Jackie Kane brings a deep and earned experience to her leadership of the workforce at Clorox. A native of the Midwest who today works at offices in Oakland, CA, she put herself through Chicago’s DePaul University at night back in the ’70s and now helms the ship of labor for one of America’s truly iconic companies.
One of Kane’s paramount priorities is diversity. But not—at least on the face of it—out of an airy philosophy. No homilies on the pursuit of progressive social policies attend her articulation of the goal.
“It’s important for us to understand the evolving demographies that we work in and compete in for products,” says Kane. “This is not just about hiring FTEs like many years ago. It requires thinking through capabilities, whether borrowing, making, or buying those capabilities. Beyond attracting and retaining the right workforce, we need to align the whole operation with the megatrends that are most important to Clorox.”

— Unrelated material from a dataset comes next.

PR #25, opened 2017-06-30
Move hips package from Python 3.5 to 3.6

cdeil:
Like I've mentioned in a note at https://hips.readthedocs.io/en/latest/installation.html I would suggest to only support Python 3.6+ for the hips package, i.e. to drop Python 3.5 support.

Of course, those megatrends include a consumer base with greater environmental concerns than ever before—hence the company’s Green Works product line and its 2007 decision to acquire Burt’s Bees as it expanded into natural personal care products. (Although the latter has received some criticism from purely financial standpoint, the Clorox reputation among environmental leaders whom I’ve talked to is quite robust.)
That said, Kane is more focused on demographic than environmental megatrends. She endorses “diversity and inclusion” in the context of corporate responsibility initiatives, but her main reason for giving the issue primacy is that she believes it to be a “business imperative.” Asked for a concrete example of diversity’s practical return to the company, she doesn’t even pause.
“We established employee resource groups,” she says. “Our Asian resource group, for example, added Asian sauces and marinades, and we then acquired Soy Vay [Enterprises, Inc.]. So that’s exactly how we’re blending consumers with attracting, engaging, retaining talent, and incorporating it all into development. Also through our supply chain. We have four percent of spend to women and minority-owned businesses, and we have a strict process for certification for the ownership of those suppliers.”
You have to like a company that buys the product of a Chinese-Jewish partnership. A line called “Soy Vay” is about as Bay Area as it gets.
But, as the recent debates over immigration—and the Presidential election turnout generally—have demonstrated, the diversification of the populace is hardly restricted to the Bay Area. Nationally, the Ozzie and Harriet market is receding faster than my hairline. (Never mind, that battle was lost a long time ago.) The United States will be a “majority-minority” nation by 2042, according to projections by the U.S. Census Bureau. In 2011, more than half of the children born in the United States (under the age of one) came from minority groups.
What Jackie Kane knows—and what most chief HR officers who track engagement metrics and customer satisfaction and corporate responsibility know—is that the old networks are of decreasingly value. President Obama has declared that he will pursue a Cabinet that looks like the face of the nation. It’s time for CHROs to pursue a workforce that looks like the face of their customer base.